Neural Networks In Control Systems

Authors: Atharva Karwande, Tejas Kolhe, Rushikesh Magar, Soham Kamble, Aboli Joshi.

The necessary scheme of a Neural Network is to define interconnected units, also called as “neuron”, where the connections have weights.  The networks have some input features which when passing through number of neurons, compute one or more outputs. There are three fundamental blocks of a Neural Network. 

1. Input Layer
2. Hidden Layers
3. Output Layers

Fig 1. Different Components in a Neural Network

With the advent of time and computational capabilities of a computer, ANN has time and again proved to be fruitful in prediction and control of systems. Various industries find their roots of working in the correct implementation of optimized neural networks. One the fields in which ANNs are being used exhaustively is Control.

There are usually two steps involved while implementing a Neural Network for control system:

1. System Identification
2. Control Design

System Identification is the process of estimation or inference of the relationship between the input and outputs. This is usually same for all the types of Neural Network Architecture. But the second stage i.e. Control Design varies drastically. System Identification deals with developing a neural network model for the plant we want to control. Design Control stage uses the neural network developed to design a controller that controls the plant.

There are three major Neural Network Architectures used:

1. Model Predictive Control.
2. NARMA-L2 Control.
3. Model Reference Control. 

Let us discuss each one in detail:

1. Model Predictive Control : The neural networks for Model Predictive Control can be based on linear as well as non-linear model predictive controller. We will be looking into the non linear part of this.

• System Identification : As discussed above, the first stage on any control system neural network is the system identification. This part involves training the neural network to represent the forward dynamics of the plant to be controlled. The error between the predicted response and the actual response acts a neural network training signal. The following represents the process:

Fig 2. Block diagram of predictive model control ^[1]

• Predictive Control : In the model predictive control, model predicts the plant responses over a time horizon.  This method is called as receding horizon technique. The training requires a batch algorithm for feed forward network. This is really fast and is optimized. The neural network works to optimize the cost function and then calculates the optimal input to the plant. This controller requires an online optimization algorithm which can be computationally expensive as after every lop the input is re optimized.

2. NARMA-L2 Control : It is also regarded as feedback linearization control. It is referred to as so when the plant model has a particular form. It is referred to as NARMA L2 when the plant control can be approximated by the same form. The central design of this type of controller is to alter non linear system dynamics into linear system dynamics by removing the non linearity.

• System Identification : The first step as stated is to develop a model using the previous data of the plant. The NARMA-L2 approximation is given by,

y(k + d) = h[y(k), y(k – 1), ¼, y(k – n + 1), u(k), u(k – 1), ¼, u(k – m + 1)]

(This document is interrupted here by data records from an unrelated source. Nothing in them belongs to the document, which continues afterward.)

PR #4239, opened 2026-09-19
fix(disk): a walk's cost paces the walk — the 2.44 M-entry citizens tree was lstat-walked in 90 s every 300 s on the serving node

joelteply:
## What the M5 showed (22:3xZ 9/19, tip 4e0df690c)

The core at 78–114% CPU while serving two 27B lanes. A 5 s `sample` put the running threads' kernel leaves in `opendir`/`readdir`/`getdirentries`/`open`; 25 `lsof` snapshots caught the same recursive walk in 12 of them, under `~/.continuum/citizens/peers/<id>/workspace/…` (staged SWE checkouts, agent worktrees with `core/vendor/llama.cpp`).

| | |
|---|---|
| `citizens/peers` dirs | 755 (16 live personas) |
| staged SWE checkouts | 335 |
| files | 2,440,220 |
| size | 95 GB |
| `find -type f` (same syscalls as the scanner) | **90.7 s wall, 49.4 s sys** |
| scanner cadence | every 300 s → **~30% of one core, in the kernel, forever** |

`DiskUsageScanner` walks every tracked class with one `lstat` per entry on a fixed 5-minute tick. Its comment sized that for "a 300 GB cargo-target" (few large files). The 9/4 fix (card 7c956bb4) moved the walk off the boot path; nothing bounded its cost. Joel, today: "never look up again … eats CPU like mad".

## The fix — a walk's cost paces the walk

- `SCAN_DUTY_DIVISOR = 20`, `next_scan_delay(last_walk) = max(SCAN_INTERVAL, 20 × last_walk)`: a tree is re-walked no sooner than 20× what its last walk cost — at most 1/20 of one core on average. The measurement stays exact (no sampling, no partial trees); only its cadence follows its price. cargo-target (2 s) keeps 5 min; citizens (90 s) moves to 30 min.
- `walk_tree` returns bytes **and** entries read (the price); `TrackedDir::record_walk` stores the cost and its next-due time on the scanner's own monotonic clock; the tick skips a dir that is not due; `report().detail` names the walk's cost and the next wait.
- Probe at the seam: `disk.scan.walk {class_name, bytes, entries, walk_ms, next_walk_in_s}`; a panicked walk records nothing (last value stands, never a false zero) and lands `disk.scan.walk_failed`.
- `dir_size_bytes` keeps its contract (eviction callers untouched).

## Tests (existing mod, `// what this catches` each)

• NARMA-L2 Controller : The subsequent control input is determined to force the plant output to follow a reference signal. The plant model neural network is trained with static back propagation. The controller is basically rearrangement of the plant model system, and requires minimal online computation which is beneficial. And the same can be done in a single neural network.

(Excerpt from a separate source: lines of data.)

PR #4240, opened 2026-09-19
fix(placement): a return asks only for a slot the beacon offers — 15 home-bound minds asked a full 5090 every tick

joelteply:
## What the room record showed (M5 on 4e0df690c, 22:3xZ 9/19)

Requester 80f28992 (this node) asking the 5090 for **15 minds every 60 s tick**; the IntelMac the same for its 7.

| answer from the 5090 (last 800 events) | count |
|---|---|
| `no free slot: 0 free, 0 already granted` | 86 |
| `no free slot: 0 free, 1 already granted` | 23 |
| `no free slot: 1 free, 1 already granted` | 7 |
| `granted` | 1 |

`decide`'s Home arm returned her whenever the seat was fresh, serving, past the cooldown and not queued — and never looked at whether the beacon **offered** a slot, though the spill path (`choose_offloads`) only asks a seat whose `free_slots_live > 0`. A mover without its mirror (card 46aa86b1, [[a-refused-ask-with-no-memory-re-asks-every-tick]]).

## Fix
- `PlacementInputs.seat_offers_slot` = the freshest beacon's `free_slots_live > 0`, a term of the pure return rule; `follow_the_fleet` reads it off the offer. Nothing else in the rule changes.
- The refused-ask storm becomes **one probe per seat per tick**: `placement.return.withheld {peer, minds, seat_free, seat_wait_p50_ms, seat_wait_samples}` — counted exactly (a mind is withheld only if the same rule with the offer granted would have returned her).

## Test
`a_return_is_asked_only_of_a_seat_whose_beacon_offers_a_slot` — an offered slot still returns her; a full seat is not asked; a remote-seated mind is untouched by the offer.

## Receipt after deploy
Reserve asks from this node in the placement room fall from ~15/min to the grants the beacon invites; `placement.return.withheld` once per tick naming the 15 while the 5090 shows 0 free.

Batches with #4239 (separate file, separate concern).


joelteply:
APPROVE — reviewed at exact head (#4239 ce41de119 / #4240 a64e234c3).

#4240: the Home arm of `decide` gains the term the spill already had — a return is asked only of a seat whose beacon offers a slot — and nothing else in the rule moves (the test pins: offer → return, no offer → stay, remote-seated untouched). The withheld count is exact by construction (re-decide with the offer granted) and one probe per seat per tick replaces 15 refused asks a minute. IntelMac's own record agrees: 230 asks / 3 grants against the 5090 today, the same shape. The race a stale `free_slots_live` leaves (two nodes reading one free slot) is the reservation's to settle, which it already does.

#4239: the walk's cost sets its cadence — `next_scan_delay = max(300 s, 20 × walk)` is a 5 % duty cycle with no knob, the entries and walk time land on the report and a `disk.scan.walk` probe, and a walk that fails keeps the cached size. On IntelMac (46 GB / 108 peers) the walk is cheap and the cadence stays at the floor, which is the right no-op; on the M5's 2.44 M entries it buys the 30 minutes you measured. Merge together at your quiet point.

3. Model Reference Controller : The third type of Neural Network is Model Reference Control. This type of architecture uses two nets.

1. Plant Model Network.
2. Controller Network.

The plant model is identified using plant model neural network. Then secondly the controller neural network is trained for the plant model to follow reference model output. The architecture block diagram is as follows:

Fig 3. Block diagram of Model Reference Control Architecture^[1]

The Model reference control uses online computation. But in this case it is minimal. Also, it needs to train two separate neural networks. Training the controller can be computationally expensive because it requires the dynamic back propagation.

With the passage of time and solid research works, we can come up with even better models that can be implemented flawlessly in the domain of Control Systems.

REFERENCES

[1] Martin T. Hagan, Howard B. Demuth And Orlando De Jesús  : “An Introduction To The Use of Neural Networks in Control Systems”.